偽社長の送金指示メールで大金被害、本物の社長が辞任するケースも
「急に資金が必要だ」といった内容のメールで経理担当者などに入金させる詐欺が横行し、毎日400社近くが狙われているという。
CEOや社長などの経営幹部になりすました送金依頼メールが企業の経理や財務担当者に送り付けられ、大金をだまし取られる詐欺犯罪が世界的に横行しているという。シマンテックが同社のメールセキュリティサービスでの実態を調査し、その状況や対策などを解説した。
この犯罪は「Business E-mail Compromise」(BEC)と呼ばれ、「CEO詐欺」や「ビジネスメール詐欺」などとも称される。米FBIによれば、少なくとも過去3年間に世界で2万2000社以上が被害に遭い、被害総額は30億ドル(約3200億円)に上るという。

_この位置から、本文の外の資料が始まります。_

PR #432, opened 2020-09-15
Adds creation of Merge Request discussions

marwatk:
This adds the ability to create threads on a Merge Request. It's basically a clone of the note command but talks to the Discussions API instead.

It's very simple but can be expanded later. We use automated discussions on all MRs for things like "Did you update the README?".

I couldn't make the tests pass on my system since we're on go 1.14 and `testing.T.TempDir` isn't available, but it looks like CI is present so I'm hoping to watch it pass there.

### DIFF
--- a/cmd/mr_discussion.go
+++ b/cmd/mr_discussion.go
@@ -78,7 +78,7 @@ func mrDiscussionMsg(msgs []string) (string, error) {
 	if err != nil {
 		return "", err
 	}
-	return git.EditFile("MR_NOTE", text)
+	return git.EditFile("MR_DISCUSSION", text)
 }
 
 func mrDiscussionText() (string, error) {
--- a/cmd/mr_discussion.go
+++ b/cmd/mr_discussion.go
@@ -1,0 +1,122 @@
+package cmd
+
+import (
+	"bytes"
+	"fmt"
+	"io/ioutil"
+	"log"
+	"runtime"
+	"strconv"
+	"strings"
+	"text/template"
+
+	"github.com/rsteube/carapace"
+	"github.com/spf13/cobra"
+	gitlab "github.com/xanzy/go-gitlab"
+	"github.com/zaquestion/lab/internal/action"
+	"github.com/zaquestion/lab/internal/git"
+	lab "github.com/zaquestion/lab/internal/gitlab"
+)
+
+var mrCreateDiscussionCmd = &cobra.Command{
+	Use:     "discussion [remote] <id>",
+	Aliases: []string{"comment"},
+	Short:   "Start a discussion on an MR on GitLab",
+	Long:    ``,
+	Args:    cobra.MinimumNArgs(1),
+	Run: func(cmd *cobra.Command, args []string) {
+		rn, mrNum, err := parseArgs(args)
+		if err != nil {
+			log.Fatal(err)
+		}
+
+		msgs, err := cmd.Flags().GetStringSlice("message")
+		if err != nil {
+			log.Fatal(err)
+		}
+
+		filename, err := cmd.Flags().GetString("file")
+		if err != nil {
+			log.Fatal(err)
+		}
+
+		body := ""
+		if filename != "" {
+			content, err := ioutil.ReadFile(filename)
+			if err != nil {
+				log.Fatal(err)
+			}
+			body = string(content)
+		} else {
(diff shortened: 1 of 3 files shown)


cmd/mr_discussion.go
```diff
@@ -0,0 +1,122 @@
...
+func mrDiscussionMsg(msgs []string) (string, error) {
+	if len(msgs) > 0 {
+		return strings.Join(msgs[0:], "\n\n"), nil
+	}
+
+	text, err := mrDiscussionText()
+	if err != nil {
+		return "", err
+	}
+	return git.EditFile("MR_NOTE", text)
```
zaquestion, line 81:
```suggestion
	return git.EditFile("MR_DISCUSSION", text)
```

marwatk: Thanks, thought I caught all those.

marwatk: [Fixed](https://github.com/zaquestion/lab/pull/432/commits/e8b79e8dc84714ffbd7ed0d8ad3b91536ede9f86)

marwatk:
If you'd like me to refactor note and discussion to share more code let me know.

zaquestion:
I partly wonder if discussions should just be a flag atop the existing note functionality. More of what's on my mind tho is how does one reply to a discussion? Is it possible to do that we the current changes?

bmeneguele:
> I couldn't make the tests pass on my system since we're on go 1.14 and testing.T.TempDir isn't available, but it looks like CI is present so I'm hoping to watch it pass there.

`t.TempDir()` is used only in `internal/config/config_test.go` while your changes is in `cmd`, so you skip the internal-related tests by running:

```
$ GO111MODULE=on go test ./cmd
```

marwatk:
> I partly wonder if discussions should just be a flag atop the existing note functionality.

Initially I was going to do just that (because I'm lazy and it would have been easier) but the [discussion API](https://docs.gitlab.com/ce/api/discussions.html#create-new-merge-request-thread) has _way_ more features than the [note API](https://docs.gitlab.com/ee/api/notes.html#create-new-merge-request-note) that could be expanded later and wouldn't apply to notes at all, so I figured it should be its own thing.

> More of what's on my mind tho is how does one reply to a discussion? Is it possible to do that with the current changes?

Not yet, but it would easy to expand it later to add something like a `--reply-to 1234` or something that calls `AddMergeRequestDiscussionNote` in `go-gitlab`.  If you think there's value in it now I can definitely flesh it out a bit more.

marwatk:
I spent the morning trying to implement reply, but to me the best way would be something like:
```
lab mr reply <mr id> <discussion id>
```

But the only parsing functions allowing for the optional remote only accommodate up to two arguments total (including the optional remote). I noticed the comment that you'd like to clean that up, and I started (and had what I thought was good progress) when I hit this case:
```
Use:     "list [remote] [search]",
```

My refactor falls apart there because there are two optional positional arguments and I'm not sure that can be properly handled. What if, for example, someone wanted to search for `origin`? It would get picked up as a remote instead of a search. I spent some time trying to accommodate two optional positional arguments but everything ended up just as messy as the current stuff.

I suppose I could just implement my own command line parsing in the `reply` command, but that seems silly. It didn't feel right to add more mess to the parsing to accommodate multiple positional arguments. And finally it didn't feel right to make one of the requisite arguments a flag instead.

So I punted and I'm going to leave this MR as-is unless you're ok with me converting the `search` param to a flag on `list`, which would be a breaking change.

zaquestion:
Yeah all the different `parseArgs` functions got out of hand real fast. That said theres no requirement that every command uses them, they are only broken out like that, since it was such a common pattern for the commands. These changes are good as is, anything else we can build on in the next PR, thanks for all of your thoughtful efforts here ❤️

prarit:
> I spent the morning trying to implement reply, but to me the best way would be something like:
> 
> ```
> lab mr reply [remote] <mr id> <discussion id>
> ```
> 

lab mr show <mr_id> --patch functionality uses findLocalRemote() which IMO might be useful here?  That way you can drop the [remote] arg, and just use 'lab mr reply <mr_id> <discussion_id>

I have an idea on how to show the discussion IDs in the the output.  See https://github.com/zaquestion/lab/commit/8b0cc20ffbcb342d6a1fda9075c9ea09c3839cd5 which might be useful for you.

報道によれば、5月には5000万ドルをだまし取られたオーストリアの航空部品メーカーではCEOと最高財務責任者が引責辞任に追い込まれた。2月には、米Snapchatで似た手口によるメールから従業員の個人情報が大量流出する被害も起きている(関連記事)。
シマンテックによると、BECの標的になる企業の38%が中小を占め、1日あたり約400社が詐欺メールを受信していた。狙われた企業では2人以上が詐欺メールを受信しており、その多くが上級の財務担当者だという。

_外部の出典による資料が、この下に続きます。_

PR #2882, opened 2020-07-30
Converters API

cbouy:
Fixes #2790 

Changes made in this Pull Request:
 - Makes `u.atoms.convert_to("PACKAGE")` case insensitive
 - Pass kwargs to converters: `u.atoms.convert_to("rdkit", NoImplicit=False)`
 - Adds `u.atoms.convert_to.package()` methods automatically from the metaclass magic, with TAB completion support, and docstring from the converter

The same logic can be applied to writers if that's needed

The tests will fail for now as I have written them with #2775 in mind.

Also, I'm not sure if I've put the code in the right place and if the names I've come up with are relevant.

I'm not sure how this will work out with Sphinx though, since all the `convert_to.package()` methods are made automatically through `setattr`. Similar concern for `convert_to` in AtomGroup, is there a way to tell Sphinx to show a particular docstring instead of considering it like an attribute, and if yes, which docstring should it show ?

PR Checklist
------------
 - [x] Tests?
 - [x] Docs?
 - [x] CHANGELOG updated?
 - [x] Issue raised/referenced?

PR #2942, opened 2020-09-13
Improving the RDKitConverter caching system

cbouy:
The current "homemade" caching system in the RDKit converter only allows to store the most recent conversion.
This new version uses the `functools.lru_cache` which allows users to select how many molecules should be cached, and improves readability/maintainability IMO

Also, the new caching system retrieves the converted items from the hash of all the arguments passed to the decorated `atomgroup_to_mol` function, instead of the id of the atomgroup and the arguments, which makes more sense. I didn't know what a hash was until recently so please forgive me for the rookie mistake :D 
Now if you successively run `u.atoms.convert_to("RDKIT")` it will benefit from the caching system.

I needed to convert two different atomgroups (protein and ligand) while iterating over a trajectory and the previous system would just rebuild the whole topology (which takes quite some time for a protein) for each molecule at every frame hence why I think this is necessary. Now it works like a breeze.

 - Replaces the RDKitConverter cache system with `functools.lru_cache`
 - Adds the `set_converter_cache_size(maxsize)` function to modify how many items are retained in the cache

多くのメールは、平日の午前7時から昼休みを挟んで午後6時までの間に送信され、一般的な業務時間や銀行で決済可能な時間に集中しているのも特徴的だとしている。メールの件名には、「Request」(要請)「Payment」(支払い)「Urgent(緊急)」などシンプルなものが使われ、セキュリティシステムによる検知を逃れるように工夫されている。

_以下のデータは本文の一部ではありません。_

PR #2950, opened 2020-09-19
Limit numpy thread usage for `Transformation` classes

### LINKED ISSUE #2996: PositionAverager Transformation ends up with wrong results with parallel analysis
## Expected behavior ##

The results are the same as serial analysis

## Actual behavior ##

Due to the splitting approach, a new `PositionAverager` will be created for each block; no previous memory (`self.coord_array`) is saved.

``` python
import MDAnalysis as mda
from MDAnalysisData.adk_equilibrium import fetch_adk_equilibrium
adk = fetch_adk_equilibrium()

from MDAnalysis.transformations.positionaveraging import PositionAverager

from MDAnalysis.analysis.rms import RMSD as serial_RMSD
from pmda.rms import RMSD as parallel_RMSD

u = mda.Universe(adk.topology, adk.trajectory)

pos_avg_trans = PositionAverager(1000)
u.trajectory.add_transformations(pos_avg_trans)

rmsd = serial_RMSD(u.atoms, u.atoms).run()
rmsd = parallel_RMSD(u.atoms, u.atoms).run(n_blocks=8)

# plot rmsd
```
- Serial RMSD
serial RMSD
- Parallel RMSD
parallel RMSD

- Which operating system? Ubuntu 20

yuxuanzhuang:
Fixes #2996  and https://github.com/MDAnalysis/pmda/issues/144

 - add a `TransformationBase` class for handling thread limiting.
- `TransformationBase` has a `parallelizable` to check if it can be used in the parallel analysis (split-apply-combine approach)

PR Checklist
------------
 - [x] Tests?
 - [x] Docs?
 - [x] CHANGELOG updated?


orbeckst (changes requested):
This is an interesting addition. I might be commenting prematurely but here are initial comments
- I assume that under normal circumstances, multithreading is beneficial, i.e., whenever someone just runs MDA on a multicore machine without thinking about parallelization. Under these conditions we would not want to limit the threads, would we? Is there a sensible way by which we can make the thread limiting optional?
- tests
- docs
- changes

Did you  check the performance impact of limiting threads?

.travis.yml
```diff
@@ -30,7 +30,7 @@ env:
     - SETUP_CMD="${PYTEST_FLAGS}"
     - BUILD_CMD="pip install -e package/ && (cd testsuite/ && python setup.py build)"
     - CONDA_MIN_DEPENDENCIES="mmtf-python biopython networkx cython matplotlib scipy griddataformats hypothesis gsd codecov"
-    - CONDA_DEPENDENCIES="${CONDA_MIN_DEPENDENCIES} seaborn>=0.7.0 clustalw=2.1 netcdf4 scikit-learn joblib>=0.12 chemfiles tqdm>=4.43.0 tidynamics>=1.0.0 rdkit>=2020.03.1 h5py"
+    - CONDA_DEPENDENCIES="${CONDA_MIN_DEPENDENCIES} seaborn>=0.7.0 clustalw=2.1 netcdf4 scikit-learn joblib>=0.12 chemfiles tqdm>=4.43.0 tidynamics>=1.0.0 rdkit>=2020.03.1 h5py threadpoolctl"
```
IAlibay, line 33: threadpoolctl isn't a core dependency, so as it is, it will fail when running on minimal dependencies.

IAlibay (changes requested):
echoing @orbeckst's comment.

I realise this is linked to https://github.com/MDAnalysis/pmda/issues/144, but it might be good to have an issue on MDAnalysis itself. In part because it would be to go through all the use cases & see where benchmarks vary between users (I wouldn't be surprised if you end up getting a lot of variance on whether or not enabling multithreading speeds/slows things down for a given use case).

yuxuanzhuang:
I am afraid that with the decorator (the current implementation), we cannot change the thread limit at runtime. (e.g. passing a `self.n_thread` arg). However, we can do it inside `__init__` by `self.__call__ = threadpool_limits_decorator(self.n_thread)(self.__call__)`, which I think is not that clear/pretty as with the decorator.

As for the impact on performance, I can reproduce the results (https://github.com/MDAnalysis/pmda/issues/144) with another 6-core CPU. Sorry for the rough data, but you can see it's mainly the hyperthreading that is limiting the performance.
image
Note this is purely the serial code (no PMDA involved)

I will create an MDA issue when I have time.

orbeckst:
The decorator is pretty but if it does not provide enough flexibility, just use the context manager:
```python
class RotateTransformation:
   def __init__(self, rotmat, max_threads=None):
       self.rotmat = rotmat
       self.n_thread = max_threads  # possibly needs some logic here to "do the best thing"
  
   def __call__(self, ts):
        with threadpool_limits(self.n_thread):
              ts.positions[:] = np.dot(ts.positions, self.rotmat)
        return ts
```
That still looks reasonable to me.

Or is there a deeper reason for preferring the function decorator?

The bigger question is what the default for `max_threads` ought to be and if all transformations need to have it. I think the common use case is serial on multicore so it should probably default to whatever the thread-parallel code wants to do (even though with hyper-threading this might be sub-optimal). We should then give guidance on how to tune the settings.

yuxuanzhuang:
Sorry for the radio silence...was pretty busy last week. I think we can port this function into PMDA if we decide serial code just goes into its default setting. 

And in PMDA,  say if the user is requiring all the cores, then we limit the `self._single_frame` to one thread so that everything inside, `Transformation` included, will be run with one thread. This is also the reason I prefer to use a decorator.

orbeckst:
It looks like a worthwhile tuning knob to include in the MDAnalysis transformations. Then PMDA (and anyone else) can just use the optional `max_threads` as needed.

https://github.com/joblib/threadpoolctl/blob/32037cf43a61909282b5d07e6b21d9621fa03e25/threadpoolctl.py#L154 says that `threadpool_limits(limits=None)` does nothing so we can just use `None` as a default for `max_threads=None`.

Including `threadpoolctl` as dependency should be easy (conda-forge or pip).

orbeckst:
> I think we can port this function into PMDA if we decide serial code just goes into its default setting.

Do you mean then we don't have threadctl in MDA? Is this because then the user would have to limit the threads when they create the transformations, i.e., they need to know that they will use PMDA? 

> And in PMDA, say if the user is requiring all the cores, then we limit the self._single_frame to one thread so that everything inside, Transformation included, will be run with one thread. 

I can see that it's easier to just apply the limits to everything in PMDA.

I don't think that it will be easy to figure out if there's any oversubscription of the CPU, at least not when someone is using distributed. For multiprocessing you could try to find out how many cores are available but this starts getting complicated, I feel.

> This is also the reason I prefer to use a decorator.

Can you explain more? You mean so that you can decorate `single_frame()`?? Maybe an example would help me to understand.

orbeckst:
@yuxuanzhuang in your performance comparison https://github.com/MDAnalysis/mdanalysis/pull/2950#issuecomment-699856608, what is the default when you don't limit any threads? That number is missing from the comparison. _If_ the default runs 12 threads (or enough to always reduce performance) then I better understand your point that you want to limit to 1 thread by default.

Did you check with `threadpool_info()` what the default settings were, i.e., how many threads `np.dot` uses by default?

yuxuanzhuang:
It turns out there's an issue with this **decoration** approach that doesn't seem to be easily solvable---the thread limit is applied globally, instead of only the decorated function. Here is an example. https://gist.github.com/yuxuanzhuang/05b0da16a51f567e54f7f3f22591e316

yuxuanzhuang:
> @yuxuanzhuang in your performance comparison [#2950 (comment)](https://github.com/MDAnalysis/mdanalysis/pull/2950#issuecomment-699856608), what is the default when you don't limit any threads? That number is missing from the comparison. _If_ the default runs 12 threads (or enough to always reduce performance) then I better understand your point that you want to limit to 1 thread by default.
> 
> Did you check with `threadpool_info()` what the default settings were, i.e., how many threads `np.dot` uses by default?

The default is 12 threads (or whatever that computer has including hyper threads). I think for `numpy`, the threshold of asking for all the threads is quite low. So `Transformation` is always performing pretty bad in default.

IAlibay:
@yuxuanzhuang apologies, I think I'm missing part of the conversation here 😅 From your test, it seems that the context manager method might work here right? Would that be suitable or is there a barrier to using it?

yuxuanzhuang:
> @yuxuanzhuang apologies, I think I'm missing part of the conversation here 😅 From your test, it seems that the context manager method might work here right? Would that be suitable or is there a barrier to using it?

You are right, the context manager method should work. I was thinking that with that you have to add the code snippet everywhere needed.

IAlibay:
> You are right, the context manager method should work. I was thinking that with that you have to add the code snippet everywhere needed.

I'll admit I'm not super versed on the transformation code, but it seems like pretty much everything is a class with both an `__init__` and a `__call__`. Is there any way we could create a base class for all these so that we only have to implement one `__call__` that has the context manager, and then calls some other function (let's say `_run` or something)?

jbarnoud:
The transformations are any callable that takes and returns a timestep. In practice, callables are not always pickable, hence the use of classes. Since all the transformations we will ship will be such classes, they may as well pack some features and wrap the transformation logic with the core count one.

orbeckst:
Given that OpenMP (and therefore the BLAS implementations in numpy) default to the maximum number of threads and therefore hurt MDAnalysis performance I would say we 
- add threadpoolctl as a dependency
- make our transformation classes accept a `max_threads` kwarg in the constructor
- use the `threadpoolctl.threadpool_limits` context manager to limit our transformations 
- change the transformations base class  to have a `_transform()` method (similar to `_single_frame()` in AnalysisBase) that is called inside the context manager in the `__call__()` method

By the way, `np.dot()` shows up pretty frequently in the code (encore, diffusionmap, gnm, helix_analysis, rms, pca, atoms.transform). Is it always the case that the perform could be improved by limiting the thread number?

yuxuanzhuang:
It turns out the speed limiting step is not `np.dot` (which is actually **faster** with multi-threads).
Due to the previously mentioned globally-applied thread limiting, the performance is actually enhanced by other parts of the code. (Sorry for the confusion, should do the line profiler earlier).
What confused me now is that such acceleration only happens with `Transformation` present. (https://gist.github.com/yuxuanzhuang/c14f1889cd49c42fd661a860bf7e92d7) I will look into that later, but if you have any insight, please comment!

orbeckst:
So if I read your gist correctly then the profiling shows that `np.dot()` is not a problem and even with 12 threads runs marginally faster:

| class         	| function                         	| n=1    	| n=12   	|
|---------------	|----------------------------------	|--------	|--------	|
| _single_frame 	| CalcRMSDRotationalMatrix()       	| 295.9  	| 515.7  	|
|               	| mobile_atoms.center()            	| 2860.4 	| 5498.6 	|
| fit_rot_trans 	| align.rotation_matrix()          	| 1367.7 	| 1790.8 	|
|               	| mobile.atoms.center()            	| 2843.4 	| 5525.8 	|
|               	| np.dot(ts.positions, rotation.T) 	| 1030.1 	| 944.9  	|

However, the big problem is the **center of mass calculation** in `atoms.center()`. This is actually slower than the rotation matrix calculation and it gets much worse for higher thread numbers.

Is this run on 12 real cores or are you using hyperthreading?

orbeckst:
Judging from @yuxuanzhuang 's benchmarks, oversubscribing cores for OpenMP hurts performance in unexpected ways, even for code where there's no obvious parallelization going on (`AtomGroup.center()` takes twice the amount of time in his example!).

`np.dot()` shows some modest improvements in performance, as long as OpenMP does not oversubscribe cores.

orbeckst:
It is also odd that oversubscription appears to affect the performance of the actual read step in the XDRReader, see https://gist.github.com/yuxuanzhuang/4918cd1b5d8d62de79eab9df40de4bb7#gistcomment-3488210.

yuxuanzhuang:
Related gist:
- Thread effect on MDAnalysis RMSD analysis: https://gist.github.com/yuxuanzhuang/17ed6def63b08248db59f2c44e3e0419
- Thread effect on MDAnalysis position visiting: https://gist.github.com/yuxuanzhuang/4918cd1b5d8d62de79eab9df40de4bb7
- Thread effect on numpy (code after `np.dot`): https://gist.github.com/yuxuanzhuang/82e1e7b57d0cda80ac964d1cd138f618

The tests were down with

- 6-core CPU
- numpy 1.19.1
- python 3.8
```
threadpool_info()
[{'filepath': '/home/scottzhuang/anaconda3/envs/gsoc/lib/python3.8/site-packages/numpy.libs/libopenblasp-r0-ae94cfde.3.9.dev.so',
  'prefix': 'libopenblas',
  'user_api': 'blas',
  'internal_api': 'openblas',
  'version': '0.3.9.dev',
  'num_threads': 12,
  'threading_layer': 'pthreads'},
 {'filepath': '/home/scottzhuang/anaconda3/envs/gsoc/lib/libgomp.so.1.0.0',
  'prefix': 'libgomp',
  'user_api': 'openmp',
  'internal_api': 'openmp',
  'version': None,
  'num_threads': 12},
 {'filepath': '/home/scottzhuang/anaconda3/envs/gsoc/lib/libmkl_rt.so',
  'prefix': 'libmkl_rt',
  'user_api': 'blas',
  'internal_api': 'mkl',
  'version': '2020.0.1',
  'num_threads': 6,
  'threading_layer': 'intel'},
 {'filepath': '/home/scottzhuang/anaconda3/envs/gsoc/lib/libiomp5.so',
  'prefix': 'libiomp',
  'user_api': 'openmp',
  'internal_api': 'openmp',
  'version': None,
  'num_threads': 12}]
```

richardjgowers:
This fix looks good to me given the problem

yuxuanzhuang:
Still WIP
Update:
- finally, the new `threadpool_limits_decorator` can be used locally as a decorator.
   - tests TODO
- create a `TransformationBase` for `Transformations`.

orbeckst (commented):
Overall it looks neat and tidy, at least from the MDA-native side of things. 

My question/comment is on the documentation side of things:
- The `max_threads` kwarg needs to be documented everywhere 
- The docs on how to create transformations need to be updated (now that we would have `_transform()` instead of `__call__()`). The API needs to be properly described.
- Do we want to prescribe that _all_ users need to follow the TransformBase API? Or will we have the user-facing examples still show a normal class with `__call__()` (or even closures)?

Going to TransformBase sacrifices some of the original elegance of the approach (although that already suffered when we moved to classes instead of closures) but it shows the advantage of using classes by having all kinds of goodies built in... 

It would be good to hear from different people what they think, e.g., @jbarnoud @lilyminium .

package/MDAnalysis/transformations/base.py
```diff
@@ -0,0 +1,42 @@
...
+=================================================================
+
+.. autoclass:: TransformationBase
+
+"""
+from threadpoolctl import threadpool_limits
+
+
+class TransformationBase(object):
+    def __init__(self, max_threads):
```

シマンテックは、BECが以前に流行した「ナイジェリア詐欺」(419詐欺)の発展形と分析。詐欺メールの46%にナイジェリアのIPアドレスが使われていた。また、詐欺メールの12%は同一の犯罪組織の関与が疑われ、この組織は147のメールアカウントを使って2700社以上に詐欺メールを送り付けたという。
BEC対策では従業員教育が最も効果的であるとし、同社では以下の方法をアドバイスしている。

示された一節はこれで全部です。